[Collected data]
PR #994, opened 2026-02-17
Distinguish release version from unstable ones

hernanponcedeleon:
This PR changes a bit how we handle version development. Rather than always reporting the commit id, we will distinguish between stable versions (those that get tagged) and development versions.

As soon as we make a release, the first commit after that will increase the version number (to mark the start of a new development cycle) and mark it as apha. Then, until we make a new release, we will report "next-stable-version-id-alpha (commit id)".

The last commit before a release will remove the alpha from the version string in the pom file, and we will tag, effectively reporting  this version as "latest-stable-version-id"

### DIFF
--- a/dartagnan/pom.xml
+++ b/dartagnan/pom.xml
@@ -5,7 +5,7 @@
     <parent>
         <groupId>com.dat3m</groupId>
         <artifactId>dat3m</artifactId>
-        <version>4.3.1</version>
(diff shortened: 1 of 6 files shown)


ThomasHaas:
Since I have barely any opinion on version numbering, I'm fine with your proposal :)

ThomasHaas (approved):
LGTM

▶ Exercise requirements
Pull every line containing "from" out of the data above.

▶ Worked solution
Distinguish release version from unstable ones
The last commit before a release will remove the alpha from the version string in the pom file, and we will tag, effectively reporting  this version as "latest-stable-version-id"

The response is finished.